Do you know why Relationship Surveys are so Important?
While some of our mothers may protest to the contrary, nobody’s perfect. Credit unions are the same. If you’re looking for ways to improve your business, where would you start?
We figure the best way to begin the slog toward improvement is by assessing where you currently stand in the eyes of your members. You can get a good picture of what they think by taking a short relationship survey; their opinions about you can tell you whether you’re on the right track or if you need to seriously reconsider the direction you’re going.
You’ll probably start by finding your net promoter score (NPS). The survey results will be a number between -100 and 100, wherein a positive number reflects the great job you’re doing, and a negative number shows you by how far you’ve missed the mark.
Okay! Time to Take a Survey!
Not so fast! What, pray tell, are you planning to ask in this survey?
Challenge mode: you get only one question.
What to Ask in a Survey
If you’re ready to see your NPS, you’ll have to ask a question that the survey can adequately score. You have two main options, both of which measure some aspect of how your business is performing. The first option is to ask, “how are we doing?” The second option is to ask, “how did we do?” They’re remarkably similar questions that measure very different things.
The first question—“how are we doing?”—measures the strength of the bonds you’ve built with your members. This question is what we call a relationship survey. A negative response indicates a relationship that needs work, whereas a positive response confirms that whatever it is that you’re doing, it’s working. Asking “how are we doing” will give you insight into general customer satisfaction.
The second question—“how did we do?”—measures your performance during a specific transaction. Questions following this format are called transactional surveys, and they tend to measure specifics rather than generalities.
The best first step you can take to assess how your members see you is by administering a relationship survey. The first time you ask “how are we doing,” you get a baseline picture of where you stand. From there, you can set a realistic goal and develop a plan to get there.
Periodically, you’ll need to ask the same question again. By repeating the same question quarterly or yearly, you can begin to track your progress. If you’ve introduced new features, or spent more time training for customer service, you can determine whether your efforts have had an effect on your NPS.
Relationship surveys are designed to give you a broad understanding about whether or not your customers like doing business with you. If they like you, they’re far more willing to put up with a couple hiccups or missteps on your part. If they don’t like you, they’re far less likely to forgive any grievances.

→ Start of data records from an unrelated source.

PR #269, opened 2026-08-26
[Feature] Reviewed PwC DrugBank protocol adapter, rebased (supersedes #260)

borgr:
Supersedes #260, continuing @yananlong's four commits with `main` merged in — their authorship is the base of this history, not a rewrite of it. Opened here because #260's branch is on a fork I cannot push to.

## What the rebase had to decide

`main` gained the general Papers with Code adapter (#209) after this branch was written: `every_eval_ever/adapters/paperswithcode/`, over the same postgres dump, with a `paperswithcode = ["pgdumplib>=4.0.0"]` extra. This branch declared `paperswithcode-drugbank = ["pgdumplib>=4.0.0,<5.0.0"]` — the same package a second time, with a cap main does not have. Resolved by depending on the existing extra and dropping the duplicate, and pointing the two `uv run --extra` lines at it. One line to revert if separate extras are wanted.

## The overlap, and why it is not a blocker

The scheduled `paperswithcode` run is `--all --best-effort`, so it converts every dataset in the dump — DrugBank cells included, without the reviewed split and protocol semantics this adapter adds. The same measurement therefore appears in `data/paperswithcode/` and `data/paperswithcode-drugbank/`.

That is joinable rather than silent: both adapters record the PwC `evaluations` row id as `additional_details.pwc_evaluation_id` (`paperswithcode/adapter.py:884` and `paperswithcode_drugbank/adapter.py:692`), so a consumer reading both collections can tell one measurement from two. The last commit states this in the adapter docstring and the `adapters/README.md` row, which is what was missing — not the dedup itself.

If maintainers would rather have one adapter with a drugbank mode, or have the general adapter skip the reviewed cells, that is a larger change and belongs in its own PR against #256's dedup discussion.

## Verification

`uv run pytest tests` 951 passed, 32 skipped; `uv run ruff check` clean. The regenerated `uv.lock` has a zero-line diff against main, since the drugbank extra is gone and `pyyaml` was already a core dependency.

Labelled `auto-review`: #260 never got a pass — Copilot hit its quota and review-anvil never ran — so this is a first review, not a re-review.

@yananlong — say the word if you would rather land it from your fork and I will hand the commits over.


borgr:
Not needed — #260 itself now carries this work, pushed to @yananlong's branch through the maintainer-edit permission the PR already grants. Continuing on #260.

PR #271, opened 2026-08-27
Write down which name the datastore's developer folder comes from

borgr:
The publisher-directory question that has been blocking #230 turns out to be already decided, already implemented, and documented in exactly one place nobody looks. This writes it where readers land, and corrects one piece of guidance that pointed the wrong way.

## The rule

`data/<collection>/<developer>/<model>/` takes `<developer>` from **`model_info.id`'s prefix** — not from `model_info.developer`, and not from the eval-card-registry's `org_id`. `datastore_path_components` implements it (a slashed id decides both folders; `developer` is read only for a flat id), `check_model_identity_path` enforces it, and `adapters/lexam` and `adapters/open_medical_llm` both follow it. `lexam` says so in its own docstring.

It was written down once, in the skill's `registry.md`, as the tail of a bullet about model ids: *"Note the EEE datastore path takes the developer folder from the id prefix, not from `model_info.developer`."*

## Where it wasn't

- **The schema** described `developer` as "Name of organization that provides the model (e.g. 'OpenAI')", which reads as though that field picks the directory.
- **`datastore-gate.md` §path** listed the five components and their character rules without saying what `<developer>` refers to.
- **`datastore_path_components`** documented the flattening, not the choice.
- **`fields.md` pointed the wrong way.** It blamed per-adapter developer maps for the datastore holding one model under two orgs, citing `qwen` vs `alibaba` — but `get_developer` produces that pair by itself:

      Qwen/Qwen3-32B  -> Qwen          qwen3-32b     -> alibaba
      meta-llama/...  -> meta-llama    llama-3.1-8b  -> meta
      zai-org/GLM-4.6 -> zai-org       glm-4.6       -> zhipu-ai

  Prefix for a slashed name, company fold for a bare one. An author following "use the shared helper, not a private map" to the letter still splits the directory when their source writes bare names. That guidance now says to resolve a bare name through the registry and take the resolved canonical id's prefix, as `open_medical_llm` does.

## Two consequences now stated in §path

A record whose id prefix and `model_info.developer` disagree is usually **correct** — `Qwen/Qwen3-32B` with developer `alibaba` is the registry's own two-tier model, and "fixing" the prefix to match the company is the one thing `registry.md` tells you not to do. The real defect is one publisher reachable under two prefixes.

## What this settles elsewhere

**#230 is wrong at the root, not merely conflicting.** Its `check_developer_slug` warns whenever a publisher directory is a registry alias rather than the canonical org, which is the prefix-fixing this rule forbids — and under the two-tier model it would fire on correct records. That is why it turned `test_conversion_passes_the_merge_gate[inspect]` red on `mistral/` rather than finding a bug. I will close it against this, and the converter migration I was about to propose is not needed.

The live split in the published datastore is real and is a separate, narrower bug — `get_developer`'s two branches disagreeing. Filing that with the evidence above; it changes emitted data, so it wants its own PR and a human read.

No behaviour change here. `eval_types.py` is regenerated for the one description, through the exact `regenerate_types.yml` command chain. `uv run pytest tests` 859 passed, 31 skipped, including `test_skill_conversion.py`; `uv run ruff check` clean.


borgr:
Tightened after a fair objection about skill bloat.

The first pass added 18 lines to a skill that is already 850 across SKILL.md and seven references, and — worse — it left the `fields.md` bullet whose claim was wrong sitting directly above a second bullet correcting it. Two bullets, one of them misleading, is how a reference gets unusable.

Now: §path states the rule in four lines and names `check_model_identity_path` rather than re-explaining the registry's two-tier model, the `fields.md` bullet is **rewritten in place** rather than joined, and `registry.md` carries a pointer instead of a restatement. Net +6 lines on the skill, and one wrong claim removed.

The code docstrings carry the explanation instead, which is where someone reading `datastore_path_components` or `get_developer` will hit it anyway.

borgr:
Added `3ebf316db`, the same defect one field over.

`source_type`'s schema description was *"Whether the data comes from a direct evaluation run or from documentation"*, which does not decide the case people actually hit — raw per-item outputs that somebody else ran. The skill carried the sharper test (the artifact you hold, not who ran the compute) plus a parenthetical noting that the schema under-specifies it. A doc apologising for another doc is the same thing that happened with the developer folder, so the schema now states the test and #274 removes the apology.

Both description changes go through the same regeneration, so this PR carries one `eval_types.py` diff for the two.

PR #125, opened 2024-07-12
fix: Detect insights-client status in non-legacy mode

m-horky:
* Card ID: CCT-525

With `legacy_upload=True` mode, `insights-client --status` returns code
0 if the system is registered and 1 otherwise. In non-legacy mode, 0 is
always returned.

Even though the `/etc/insights-client/.registered` file is not a public
API, it is reliable and we should be able to use it to detect the
registration status.

### DIFF
--- a/insights.go
+++ b/insights.go
@@ -1,11 +1,8 @@
 package main
 
 import (
-	"bytes"
-	"errors"
-	"fmt"
+	"os"
 	"os/exec"
-	"strings"
 )
 
 func registerInsights() error {
@@ -21,29 +18,22 @@ func unregisterInsights() error {
 }
 
 func insightsIsRegistered() (bool, error) {
-	var errBuffer bytes.Buffer
-	cmd := exec.Command("/usr/bin/insights-client", "--status")
-	cmd.Stderr = &errBuffer
-
-	err := cmd.Run()
-
+	// While `insights-client --status` properly checks for registration status by
+	// asking Inventory, its two modes (legacy v. non-legacy API) behave
+	// differently (they return different texts with different exit codes) and
+	// we can't rely on the output or exit codes.
+	// The `.registered` file is always present on a registered system.
+	err := exec.Command("/usr/bin/insights-client", "--status").Run()
 	if err != nil {
-		// When the error is ExitError, then we know that insights-client only returned
-		// some error code not equal to zero. We do not care about error number.
-		var exitError *exec.ExitError
-		if errors.As(err, &exitError) {
-			// When stderr is not empty, then we should return this as error
-			// to be able to print this error in rhc output
-			stdErr := errBuffer.String()
-			if len(stdErr) == 0 {
-				return false, nil
-			} else {
-				return false, fmt.Errorf("%s", strings.TrimSpace(stdErr))
-			}
-		} else {
-			return false, err
-		}
+		return false, err
 	}
 
-	return cmd.ProcessState.Success(), err
+	_, err = os.Stat("/etc/insights-client/.registered")
+	if os.IsNotExist(err) {
+		return false, nil
+	}
+	if err != nil {
+		return false, err
+	}
+	return true, nil
 }
--- a/status.go
+++ b/status.go
@@ -66,7 +66,7 @@ func insightStatus(systemStatus *SystemStatus) {
 				systemStatus.InsightsConnected = false
 				systemStatus.InsightsError = err.Error()
 			} else {
-				fmt.Printf(uiSettings.iconError+" Cannot execute insights-client: %v\n", err)
+				fmt.Printf(uiSettings.iconError+" Cannot detect Red Hat Insights status: %v\n", err)
 			}
 		}
 	}


jirihnidek:
> In non-legacy mode, 0 is always returned. For this reason, we should rely on the message emitted to standard output.

Shouldn't we rather fix `insights-client`? I really don't like the idea of cancer code ... bad code causing bad code in other projects.

jirihnidek:
The logic of returning zero, when system is connected, is correct. Returning non-zero code, when system is not connected for various reasons, is also correct. The `subscription-manager status` returns such codes. I believe that we should be consistent and follow this behavior in other client tools including `rhc` and `insights-client`.

jirihnidek:
There is really low risk of doing such change in `insights-client`. If somebody checks returned value of `insights-client --status` e.g. in some script or any other automation, then it is also expected that some non zero value is returned.

I'm not willing to do wrong things in `rhc`, because there is some bug in `insights-client`. For this reason I'm closing this PR.

m-horky:
I'd like you to reconsider this PR. It seems too risky to change the return codes for insight-client. Since the behavior is delivered in a Core, it will be pushed everywhere, that's not how RHEL behaves.

It wouldn't be responsible. We _should_ include this patch, even though it's not as pretty as we'd have hoped. Unfortunately, the reality is what is is.

subpop:
I agree that poor code in insights-client should not create poor code in other projects. I also agree that exit codes from programs should be consistent. I also disagree with this patch, but more on the grounds that relying on output strings is dangerous. If a change in core later changes this output, suddenly rhc clients everywhere will start misbehaving. I am generally against tightly-coupling programs like this; it creates tenuous dependencies that become extremely complex to maintain. Making any change to insights-client comes with a very high risk of breaking other projects because of the exact reason I described in the previous sentence; it's terrible CLI has become a de-facto API that other tooling rely upon. Could we modify `rhc` to look for the existence of the ".registered" and ".unregistered" marker files instead of the standard output or exit codes of `insights-client`? It's still a fragile dependency, but it feels less likely to cause other programs to break.

m-horky:
That's not a bad idea. `.registered` and `.unregistered` is already de-facto API which is used semi-internally. While I'm not happy that the files are stored in `/etc/`, it's the best thing we have. I'll update the PR to try that out instead.

subpop:
It's not elegant, but the absence of those files can be more elegantly handled than string output changing without warning.

subpop (approved):
Looks good to me! Thanks!

subpop:
I want to wait for @jirihnidek opinion in this case before merging, since he raised concerns about the original implementation.

insights.go
```diff
@@ -21,29 +18,19 @@ func unregisterInsights() error {
...
-	err := cmd.Run()
-
+	// While `insights-client --status` properly checks for registration status by
+	// asking Inventory, its two modes (legacy v. non-legacy API) behave
+	// differently (they return different texts with different exit codes).
+	// The `.registered` file is always present on the registered system; the worst
+	// thing that may happen is that we're out of date and the insights-client does
+	// not yet know it should unregister. However, this detection is reliable
+	// enough for our reporting use-case.
+	_, err := os.Stat("/etc/insights-client/.registered")
```
jirihnidek, line 28: Hidden file in `/etc` directory... What a bright idea to use such file for any purpose. Why do we have e.g. POSIX?

This is also horrible, but it is less painful than parsing output of command. It is also mush faster than running `insights-client --status`.

Unfortunately, it looks like that it is not reliable. Or how should I understand to this:

```
[root@rhel9 ~]# test -f /etc/insights-client/.registered 
[root@rhel9 ~]# echo $?
0
[root@rhel9 ~]# insights-client --status
System is registered locally via .registered file. Registered at 2024-08-22T11:03:02.414759
Insights API says this machine is NOT registered.
System unregistered locally via .unregistered file
[root@rhel9 ~]# echo $?
1
```

Actually, why do I see it? I don't aware that I have done anything unusual with this system. The system is registered (consumer certificate/key is installed and it is valid, not deleted on server side).

jirihnidek (commented):
I have some questions and concerns.

It seems that there are conflicts, because I fixed all lint issues as part of another PR and this PR was merged to main branch. I have some questions.

insights.go
subpop: It's an unfortunate precedent that has been set by previous authors of `insights-client`. We can't really remove it until we have an opportunity to break CLI compatibility, so we're stuck with it for now. The way the marker files are intended to work is: if `/etc/insights-client/.registered` exists, the client believes it is registered with console.redhat.com. If `/etc/insights-client/.unregistered` exists, the client believes it is not registered. There are probably cases that can come about where those marker files get improperly set, but it's the best we've got besides parsing string output.

subpop: Does running `insights-client --status` alter the .registered/.unregistered marker files at all?

m-horky: It doesn't. It may only speed up the detection of the host being gone from Inventory -- if we want to ensure we have the most up to date information, we could run status. But I don't think that's necessary.

jirihnidek: Wait. As you can see here:

```
[root@rhel9 ~]# test -f /etc/insights-client/.registered 
[root@rhel9 ~]# echo $?
0
[root@rhel9 ~]# insights-client --status
System is registered locally via .registered file. Registered at 2024-08-22T11:03:02.414759
Insights API says this machine is NOT registered.
System unregistered locally via .unregistered file
[root@rhel9 ~]# echo $?
1
```

running `insights-client --status` deleted `/etc/insights-client/.registered` and created `/etc/insights-client/.unregistered`. So, it can alter these files.

Is it any corner case and we can ignore it?

m-horky: How did that `.registered` file get there, via proper client registration? If so, was it recently? If you haven't run the client in a long time (e.g. the VM was off), it might have been removed from Inventory after a staleness period, so it would make sense to unregister on status.

Running `--status` forces the client to check with Inventory. Regularly that's not a problem, because the system checks in once a day and the registration status is up to date, and this change (deletion of `.registered` and creation of `.unregistered`) would be done during a night.

m-horky: That being said, we can run `--status` before detecting the presence of the file. I've updated the PR.

insights.go
```diff
@@ -21,29 +18,18 @@ func unregisterInsights() error {
...
-	cmd := exec.Command("/usr/bin/insights-client", "--status")
-	cmd.Stderr = &errBuffer
-
-	err := cmd.Run()
-
+	// While `insights-client --status` properly checks for registration status by
+	// asking Inventory, its two modes (legacy v. non-legacy API) behave
+	// differently (they return different texts with different exit codes).
+	// The `.registered` file is always present on the registered system.
+	_ = exec.Command("/usr/bin/insights-client", "--status").Run()
```
jirihnidek, line 25: I would not ignore returned error here. E.g. If the file `/usr/bin/insights-client` did not exist, then I would return such error.

jirihnidek (changes requested):
It is more reliable approach, but I think that we should not ignore some critical error cases.

insights.go
```diff
@@ -21,29 +18,22 @@ func unregisterInsights() error {
...
+	err := exec.Command("/usr/bin/insights-client", "--status").Run()
 	if err != nil {
-		// When the error is ExitError, then we know that insights-client only returned
-		// some error code not equal to zero. We do not care about error number.
-		var exitError *exec.ExitError
-		if errors.As(err, &exitError) {
-			// When stderr is not empty, then we should return this as error
-			// to be able to print this error in rhc output
-			stdErr := errBuffer.String()
-			if len(stdErr) == 0 {
```
jirihnidek, line 38: I would not delete old functionality altogether, because it will change behavior as you can see on this example:

```
root@localhost:/path/to/rhc# cat /usr/bin/insights-client 
#!/bin/bash

exit 1
root@localhost:/path/to/rhc# ./rhc status
Connection status for thinkpad-p1:

● Cannot detect Red Hat Insights status: exit status 1
● The yggdrasil service is active

```

If insights-client returns non-zero value, can we `return false, nil` to be consistent with old behavior?

jirihnidek (changes requested):
I have one more request and it seems that integration tests are failing due to change in this PR. This should be also fixed before PR is merged.

insights.go
m-horky: I wouldn't say that would be correct, because you get non-zero code even on network errors. It might have been the previous behavior, but it could be misleading. I would rather report the cached value risking it's out of date then report it's not connected to insights because the network glitched up.

jirihnidek (approved):
I hope that we will be able to solve this in better way soon.

PR #126, opened 2024-07-17
fix: Return non-zero code, when some sub-status is wrong

jirihnidek:
* When some sub-status is not correct (system is not registered, insights-client is not registered or yggdrasil is not running), then return non-zero status code
* This change follow behavior of subscription-manager and it could help automation

### DIFF
--- a/main.go
+++ b/main.go
@@ -504,6 +504,7 @@ type SystemStatus struct {
 	InsightsError     string `json:"insights_error,omitempty"`
 	YggdrasilRunning  bool   `json:"yggdrasil_running"`
 	YggdrasilError    string `json:"yggdrasil_error,omitempty"`
+	returnCode        int
 }
 
 // printJSONStatus tries to print the system status as JSON to stdout.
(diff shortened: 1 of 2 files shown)


main.go
```diff
@@ -608,6 +613,12 @@ func statusAction(ctx *cli.Context) (err error) {
 		fmt.Printf("\nManage your connected systems: https://red.ht/connector\n")
 	}
 
+	// At the end check if all statuses are correct.
+	// If not, return 1 exit code without any message.
+	if systemStatus.returnCode != 0 {
+		return cli.Exit("", 1)
```
subpop, line 619: Shouldn't this be?

```suggestion
		return cli.Exit("", systemStatus.returnCode)
```

subpop (commented):
Good idea. We should document the values of the return code in the man pages somehow too.

main.go
jirihnidek: Well, the value of `systemStatus.returnCode` depends on "failed" sub-statuses. It could be 1, 2, 3, but we return value 1 for all other error cases.

I think that we should return different values for various situations (not only 1), but we should think twice before we do it and create some design document for that.

subpop: Ok, so this change is just applying a non-zero return code when any sub-status is non-zero. Seems reasonable.

subpop (approved):
LGTM

subpop:
@Lorquas Is the downstream test failure something we should ignore for this PR?

jirihnidek:
@subpop Jenkins job is constantly failing. I think that we can ignore it.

When Not to Administer Relationship Surveys
Relationship surveys are all about the big picture, though. If you’d like to see how your members feel about the experience of depositing checks, or taking out a loan, or banking online, you’d be better served by a transactional survey: asking “how did we do” after a transactional event will let you know how members feel about their experience with specific services.
Both questions are designed to help you better understand how you’re doing in the eyes of your members. A mediocre relationship score might not give you all the information you need. However, if you follow up with a transactional question that reveals a negative NPS, you may have a clue about what to target for improvement.